In summary, there are five phases of operation
1) rest position: Figures 2, 3, 4 and 5
2) engagement position (not stable): figure 7
3) engaged position: figure 1
4) release position: figure 8
5) neutralization position: figure 6.

 We can add an appendix without a reference figure. When the pedal is under the axle flange, thanks to the connecting rod 18 (see fig. 1) and to its slot F1 (side A), we are going to trigger the system raise the lever 203 before the rack hook separation 14-roller 152, so allow the chock-axle link to be interrupted if it is not trapped under the axle. In the affirmation, it will suffice to maneuver the vehicle slightly in the BA direction to obtain the rest position.

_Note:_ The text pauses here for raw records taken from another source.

PR #1065, opened 2025-07-23
docs: update intro using common term

mfriedenhagen:
* configuration-as-code is a common term and the indefinite article in front of code had me read the line three times.

### DIFF
--- a/docs/index.md
+++ b/docs/index.md
@@ -9,7 +9,7 @@
   ![GitLabForm logo](images/gitlabform-logo.png)
 </figure>
 
-is a specialized configuration as a code tool for GitLab:
+GitLabForm is a specialized configuration-as-code tool for GitLab:
 
 * application settings,
 * groups,


docs/index.md
```diff
@@ -9,7 +9,7 @@
   ![GitLabForm logo](images/gitlabform-logo.png)
 </figure>
 
-is a specialized configuration as a code tool for GitLab:
+is a specialized configuration-as-code tool for GitLab:
```
amimas: Should we add name of the tool at the beginning? I'm thinking that probably makes it more complete sentence and also helps with accessibility, SEO, etc.

Right now you have to read the image and then the text, which seems strange.

Thoughts?

amimas (commented):
Thank you so much for the PR and helping to improve the docs.

amimas (approved):
Looks good.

 Figure 9 is a figure with many analogies but can be taken into consideration for some types of vehicles only because of the wedge-lever distance 33. When the vehicle arrives from side A, the flange of the first axle will press according to the arrow X on the lever 33, compress the spring and allow the translation of the lever 35 in the axis 381, supported by the yoke 38, and apply the force direction AB on the connecting rod 34, therefore allow the rotation direction K of the axis 32. The axis will thus drive the rack 30 by tensioning the spring 13. The wedge is thus engaged. The trigger will be obtained when the axle leaves the field of action of the lever 33 or when the nipple of the lever 351 is applied to the end of the axis 32, held in the low position by the mass 35 and will promote the non-activation of the system. When the vehicle is traveling in the BA direction, the flange of the first axle will compress the spring 40 in the Y direction and, by movement around the axis 371 secured to the yoke 37, make it possible to avoid the engagement of the wedge by at slopes F3 and F4. When the axle rolls on the AB direction rail or compresses the springs 40 and 41, the shim will be kept engaged, but the length of the lever 33 depends on the spacing of the axles of the axles and the travel of the shim support on the dovetail. Likewise, a panel which can be luminous or include other indications than that of FIG. 4 can be put in place.

Claims (7)

Claims  1. Device for stopping a vehicle traveling on a defined track, characterized in that it comprises a block (09) movable transversely relative to said track (R), means for controlling the movement of the block between a position in which it is retracted laterally relative to the track and an active position where it is on the track to stop the vehicle, and means for automatic triggering of said control means when approaching the vehicle.  2. Device according to claim 1, characterized in that it further comprises locking means (14,15) of the control means in the active position of the wedge.  3. Device according to claim 1 or 2, characterized in that the track is a running track for vehicles with two axles carrying wheels and in that said triggering means are sensitive to the passage of a front wheel on the track (R) to control the active positioning of the chock on the track before the passage of a rear wheel.  4. Device according to claim 3, characterized in that the triggering means comprise means (33) for triggering the control means for bringing the chock (09) in the retracted position after a determined rolling distance from the front wheel.  5. Device according to claim 3 or 4, characterized in that said track is a railway rail (R) on which are mounted said control means.  6. Device according to any one of claims 1 to 5, characterized in that it includes one or more means (212) with manual control to render said triggering means ineffective and possibly return the wedge to the retracted position.  7. Device according to any one of claims 1 to 6, characterized in that the triggering means comprise a roller (206) or a lever (33), pivotally mounted to drive, by a lever system and rotary axes ( 205,19,20), a rack (14) itself driving the wedge control.